Bubble-up submenu admin page capability in addition to location; replace label if no children left. This is based on the great research by jesin. If the user lacks the capability for the original menu parent, then the capability and location of the first sub-menu item is assigned to the parent. If there is only one submenu item anyway, then the label is also copied up to the parent item.

The legacy "Link Categories" menu to appear as a top-level admin menu item when the current user can manage_categories but cannot manage_links. In the beautiful wp-admin/menus.php we have:

<?php
// ...
$menu[15] = array( __('Links'), 'manage_links', 'link-manager.php', '', 'menu-top menu-icon-links', 'menu-links', 'dashicons-admin-links' );
        $submenu['link-manager.php'][5] = array( _x('All Links', 'admin menu'), 'manage_links', 'link-manager.php' );
        /* translators: add new links */
        $submenu['link-manager.php'][10] = array( _x('Add New', 'link'), 'manage_links', 'link-add.php' );
        $submenu['link-manager.php'][15] = array( __('Link Categories'), 'manage_categories', 'edit-tags.php?taxonomy=link_category' );

As described above, the behavior is to move a submenu item to the parent if there is only one submenu item.
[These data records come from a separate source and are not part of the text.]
Issue #393, opened 2022-06-21
Test Coverage Report is wrong


igaw:
I see we have about 40% coverage in `src/nvme/mi.c`:

```shell
$ meson setup obj -Db_coverage=true --werror && ninja -C obj test coverage
[...]
$ grep nvme/mi.c obj/meson-logs/coverage.txt | cut -c -65
src/nvme/mi.c                                264     107    40%  
```

but the codecov reports are showing 0% for `mi.c`:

In this case, the parent item was also inaccessible. The quick fix here could be to wrap this entire block in a if ( get_option( 'link_manager_enabled' ) ) check. However, I'm afraid that there could be other instances where submenu items inadvertently bubble up to the top admin menu, due to the brittleness of wp-admin/menus.php.

For the admin menu, at least, we may need to go the route of the customize cap and just require that plugins manually add admin menu items for the managing menus.

The links in the admin bar, however, could be a different story since it is not brittle.

Thoughts?

[DrewAPicture]

Citing ​discussion in Slack with @westonruter and later, @ocean90, punting this to a future release along with #31020.

[westonruter]

Patch needs to be updated to use capability inWP_Customize_Nav_Menus.

[flixos90]

All of these are part of a larger goal.